> [Exercise details]: Would you please transcribe the records below from the line with "while this feature" through their final line, exactly and with no other lines?
### Records supplied
PR #509, opened 2024-09-26
feat: Add additional auto advance time controls

atscott:
#### Purpose (TL;DR)

This adds a new mode for automatically advancing time that moves more quickly than the existing shouldAdvanceTime, which uses real time. It also adds the ability to modify the initial values that were used for shouldAdvanceTime and advanceTimeDelta. `shouldAdvanceTime` is useful in some situations, but is not useful for solving the problem that testers usually install mock clocks for (to speed up time).

#### Background 

Testing with mock clocks can often turn into a real struggle when dealing with situations where some work in the test is truly async and other work is captured by the mock clock.

In addition, when using mock clocks, testers are always forced to write tests with intimate knowledge of when the mock clock needs to be ticked. Oftentimes, the purpose of using a mock clock is to speed up the execution time of the test when there are timeouts involved. It is not often a goal to test the exact timeout values. This can cause tests to be riddled with manual advancements of fake time. It ideal for test code to be written in a way that is independent of whether a mock clock is installed or which mock clock library is used. For example:

```
document.getElementById('submit');
// https://testing-library.com/docs/dom-testing-library/api-async/#waitfor
await waitFor(() => expect(mockAPI).toHaveBeenCalledTimes(1))
```

When mock clocks are involved, the above may not be possible if there is some delay involved between the click and the request to the API. Instead, developers would need to manually tick the clock beyond the delay to trigger the API call.

This is different from the existing `shouldAdvanceTime` in the following ways:

`shouldAdvanceTime` is essentially `setInterval(() => clock.tick(ms), ms)` while this feature is `const loop = () => setTimeout(() => clock.nextAsync().then(() => loop()), 0);`

There are two key differences between these two:

1. `shouldAdvanceTime` uses `clock.tick(ms)` so it synchronously runs all timers inside the "ms" of the clock queue. This doesn't allow the microtask queue to empty between the macrotask timers in the clock whereas something like `tickAsync(ms)` (or a loop around `nextAsync`) would. This could arguably be considered a fixable bug in its implementation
######
> [Expected answer]:
`shouldAdvanceTime` is essentially `setInterval(() => clock.tick(ms), ms)` while this feature is `const loop = () => setTimeout(() => clock.nextAsync().then(() => loop()), 0);`

There are two key differences between these two:

1. `shouldAdvanceTime` uses `clock.tick(ms)` so it synchronously runs all timers inside the "ms" of the clock queue. This doesn't allow the microtask queue to empty between the macrotask timers in the clock whereas something like `tickAsync(ms)` (or a loop around `nextAsync`) would. This could arguably be considered a fixable bug in its implementation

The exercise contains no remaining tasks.